Modesto Bee - 2/10/2018

Feb. 10--Nick Petris had the best of intentions a half century ago when he applied his talent and clout to the law that to this day governs how California cares for -- and too often fails -- its mentally ill.

Petris represented Oakland and Berkeley for 40 years, ending in 1996. He set out to end the "tyrannical and oppressive system of incarcerating people so easily" in the state hospital system, which, at its height, warehoused 36,853 people.

But as he recounted in a 1989 oral history, the law "went overboard," and Petris became tormented by unintended consequences of the California Mental Health Act of 1967, better known as the Lanterman-Petris-Short Act, as they played out in the streets, jails, prisons and morgues.

The Lanterman-Petris-Short Act remains more or less as it was 51 years ago when Gov. Ronald Reagan signed it into law. With virtually every city in California -- including our Valley -- seeing the effects of homelessness and mental illness that goes untreated, this law must be revised and brought into the 21st century.

Gov. Jerry Brown and those running to replace him must focus on the issue. Whoever becomes governor should make improving the care of severely mentally ill people central to their agenda. They must not look away.

Petris was a Stanford education lawyer who died in 2013. In his oral history, Petris explained that the Lanterman-Petris-Short Act gave mentally ill people their freedom, but too often that meant they are free to wander the streets untreated.

" 'Don't I have a right to treatment?' " Petris said to the oral historian, as if channeling a mentally ill person. " 'If I had broken a leg or had a heart attack, you would be swarming all over the place with doctors and nurses and this and that. Why the hell didn't you get me treatment?' 'Well, because you resisted.' 'Well, baloney I resisted!
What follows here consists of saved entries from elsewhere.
PR #2958, opened 2016-10-17
API exception handling fixes, allow user to filter get all responses on multiple resources id

Kami:
This pull request addresses two issues:

1. It fixes handling of `ValidationError` exception in the. Previously if exception was thrown due to an invalid ID being provided in the query string internal error was returned, not bad request error is returned.

2. It allows users to filter "get all" API responses on multiple resource ids by providing a comma delimited string value for the query parameter (e.g. `?id=1,2,3,4`).

This allows users to write more efficient clients and also reduces some overhead on the API. Previously user would either need to request all the objects and do late filtering locally or by performing multiple get one requests (one for each resource / object).

I'm personally not a fan id comma delimited string approach (HTTP already solves that by allowing client to provide the same key multiple time - `?id=1&id=2&id=3`) but sadly we already use comma delimited approach in some other places and it looks like pecan doesn't directly support multiple keys notation so I went with this approach for now.

### DIFF
--- a/st2common/st2common/util/api.py
+++ b/st2common/st2common/util/api.py
@@ -16,6 +16,7 @@
 import re
 
 import pecan
+import mongoengine
 from oslo_config import cfg
 from webob import exc as webob_exc
 
@@ -29,8 +30,8 @@ __all__ = [
     'get_mistral_api_url',
 
     'get_requester',
-    'get_exception_for_type_error'
-
+    'get_exception_for_type_error',
+    'get_exception_for_uncaught_api_error'
 ]
 
 LOG = logging.getLogger(__name__)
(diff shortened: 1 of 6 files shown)


st2common/st2common/util/api.py
```diff
@@ -140,3 +141,17 @@ def get_exception_for_type_error(func, exc):
...
+def get_exception_for_uncaught_api_error(func, exc):
+    """
+    Utility function which tries to map an uncaught exception throwed inside an
+    API to a more user-friendly exception which is returned instead of returning
+    internal server error.
+    """
+
+    if isinstance(exc, mongoengine.ValidationError):
+        result = webob_exc.HTTPBadRequest(detail=exc.message)
+        return result
```
enykeev: Should have been a part of https://github.com/StackStorm/st2/blob/master/st2common/st2common/hooks.py#L245. Took me quite a while to figure out the hell is going on.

Of course I resisted, because I didn't know what the hell I was doing.' "

Under the act, individuals must be deemed a danger to themselves or others before a 72-hour psychiatric hold can be applied; it's a bar too high and too subjective.

The Los Angeles County Board of Supervisors approved a bipartisan resolution last week calling on the Legislature to revise the act so that the severely mentally ill can be treated more effectively.
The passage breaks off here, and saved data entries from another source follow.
PR #2959, opened 2016-10-17
Add migration script to register runners

lakshmi-kannan:
Docs: https://github.com/StackStorm/st2docs/pull/296


st2common/bin/migrations/v2.1/st2-migrate-runners.py
```diff
@@ -0,0 +1,49 @@
...
+from st2common.util.green.shell import run_command
+
+
+def main():
+    timeout = 180
+
+    args = [
+        'st2ctl',
+        'reload',
+        '--register-all',
```
lakshmi-kannan: Yeah, I thought about it and I could switch back to registering runners alone.

Kami: This would probably be better and fast, since if user has a lot of resources it can take a long time.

"If someone is bleeding on the corner, I wouldn't walk by," LA County Supervisor Kathryn Barger said. "We have a moral obligation."
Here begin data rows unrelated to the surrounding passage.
PR #2990, opened 2016-11-02
Various pack schema changes

Kami:
This pull request works on top of https://github.com/StackStorm/st2/pull/2988 and makes some changes @emedvedev and I discussed.

- [x] Support for old style version specifiers which don't match semver format (e.g. 1.0). We did update all the affects packs in st2contrib, but this was done to make migration of other non-st2contrib packs easier. If such version is encountered, we simply append ".0" to the end to make it a valid semver specifier (e.g. 1.0 -> 1.0.0, 0.2 -> 0.2.0, etc.)
- [x] Throw more user-friendly exception if pack version defined in schema doesn't contain valid semver specifier
- [x] Make `stackstorm_version` attribute in pack.yaml top-level
- [x] Throw when registering a pack if the pack `stackstorm_version` property is not satisfied by currently running StackStorm version
- [x] Update changelog

### DIFF
--- a/st2common/st2common/models/api/pack.py
+++ b/st2common/st2common/models/api/pack.py
@@ -152,6 +152,23 @@ class PackAPI(BaseAPI):
 
         super(PackAPI, self).__init__(**values)
 
+    def validate(self):
+        # We wrap default validate() implementation and throw a more user-friendly exception in
+        # case pack version doesn't follow a valid semver format
+        try:
+            super(PackAPI, self).validate()
+        except jsonschema.ValidationError as e:
+            msg = str(e)
+
+            if "Failed validating 'pattern' in schema['properties']['version']" in msg:
+                new_msg = ('Pack version "%s" doesn\'t follow a valid semver format. Valid '
+                           'versions and formats include: 0.1.0, 0.2.1, 1.1.0, etc.' %
+                           (self.version))
+                new_msg += '\n' + msg
+                raise jsonschema.ValidationError(new_msg)
+
+            raise e
+
     @classmethod
     def to_model(cls, pack):
         ref = pack.ref
--- a/st2common/st2common/models/api/pack.py
+++ b/st2common/st2common/models/api/pack.py
@@ -164,7 +164,7 @@ class PackAPI(BaseAPI):
                 new_msg = ('Pack version "%s" doesn\'t follow a valid semver format. Valid '
                            'versions and formats include: 0.1.0, 0.2.1, 1.1.0, etc.' %
                            (self.version))
-                new_msg += '\n' + msg
+                new_msg += '\n\n' + msg
                 raise jsonschema.ValidationError(new_msg)
 
             raise e
--- a/st2common/st2common/models/api/pack.py
+++ b/st2common/st2common/models/api/pack.py
@@ -92,6 +92,12 @@ class PackAPI(BaseAPI):
                 'pattern': PACK_VERSION_REGEX,
                 'required': True
             },
+            'stackstorm_version': {
+                'type': 'string',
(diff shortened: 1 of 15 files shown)


st2common/st2common/models/api/pack.py
```diff
@@ -117,27 +126,46 @@ class PackAPI(BaseAPI):
...
+        version = str(pack.version)
+
+        # Note: If some version values are not explicitly surrounded by quotes they are recognized
+        # as numbers so we cast them to string
+        if getattr(pack, 'version', None):
+            version = str(pack.version)
+
+        # Special case for old version which didn't follow semver format (e.g. 0.1, 1.0, etc.)
+        # In case the version doesn't match that format, we simply append ".0" to the end (e.g.
+        # 0.1 -> 0.1.0, 1.0, -> 1.0.0, etc.)
```
emedvedev: I'm still against this change. There should be validation in place, and incorrect version should be an error. Otherwise nobody will start using correct versioning, because "I can't be bothered with this" or "I'm too busy" or "it's working fine now" or whatever else people come up with, and whenever we deprecate this behavior, people will complain. Since we're making a few more breaking changes in 2.1, the best time to introduce string versioning is now: as a user you'll probably have to restructure your packs anyway, might as well spend 15 more seconds to append ".0" to your pack version.

emedvedev:
Oh no, @Kami reduced test coverage by 0.26%!

st2common/st2common/models/api/pack.py
Kami: Re validation - we still perform validation after the version is normalized.

As far as the actual normalization goes - I'm usually for being explicit and require user to specify a correct version, but it sounded that @lakshmi-kannan and @m4dcoder were against it. I do see some value in this approach since it makes migration a bit easier.

emedvedev: > I do see some value in this approach since it makes migration a bit easier.
My point is, there will be no "migration," people will just stick to the old versioning for as long as we allow it.

Kami: @emedvedev Well, that's debatable of course :D

I personally agree with that, but let's wait on @lakshmi-kannan and @m4dcoder before we decide how to proceed.

Kami:
Here is an example of a new more user-friendly error message (open to feedback / improvements of course):

```bash
Pack version "0.1.2.3.4" doesn't follow a valid semver format. Valid versions and formats include: 0.1.0, 0.2.1, 1.1.0, etc.
'0.1.2.3.4' does not match '^(?:0|[1-9]\\d*)\\.(?:0|[1-9]\\d*)\\.(?:0|[1-9]\\d*)(?:-[\\da-z\\-]+(?:\\.[\\da-z\\-]+)*)?(?:\\+[\\da-z\\-]+(?:\\.[\\da-z\\-]+)*)?$'

Failed validating 'pattern' in schema['properties']['version']:
    {'description': 'Pack version. Must follow the semver format (for instance, "0.1.0").',
     'pattern': '^(?:0|[1-9]\\d*)\\.(?:0|[1-9]\\d*)\\.(?:0|[1-9]\\d*)(?:-[\\da-z\\-]+(?:\\.[\\da-z\\-]+)*)?(?:\\+[\\da-z\\-]+(?:\\.[\\da-z\\-]+)*)?$',
     'required': True,
     'type': 'string'}

On instance['version']:
    '0.1.2.3.4'"
```

Kami:
> Oh no, @Kami reduced test coverage by 0.26%!

All lies! :P

Kami:
Finished the PR.

I will merge it into other PR to move forward and prevent conflicts and then we can decide how to proceed with the normalized version stuff there.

Los Angeles Democratic Assembly members Miguel Santiago and Laura Friedman want to amend the law so that mentally ill people could be held and treated if not getting that treatment would harm or kill them. This conversation cannot end with one tweak to the 1967 law.

Why, for example, do we jail so many mentally ill people? Clearly, jails and prisons are horrible places to keep the mentally ill. Yet 36,153 men diagnosed with significant mental illness are housed in state prisons, 30 percent of the entire population. Another 2,545 women have psychiatric diagnoses, 49 percent of all prisoners. County jails house thousands more mentally ill. Many die while behind bars.

California accounts for a fourth of the nation's homeless population, 134,000, says the federal government. Up to a third are mentally ill.

Forty homeless people died in Stanislaus County last year. The causes vary -- walking in front of trains, murder, being struck by a car. But the underlying cause is often mental illness. Or hopelessness.

Voters approved Proposition 63, the Mental Health Services Act of 2004 that imposed an income surcharge on people earning $1 million or more to help pay for mental health care. It generates $2 billion-plus annually, money we will need if the law is changed.

Changing a 1967 law won't end homelessness among the mentally ill. But it could avert needless deaths, get some of the most vulnerable into treatment, and honor the good intentions this state has spent half a century trying to implement.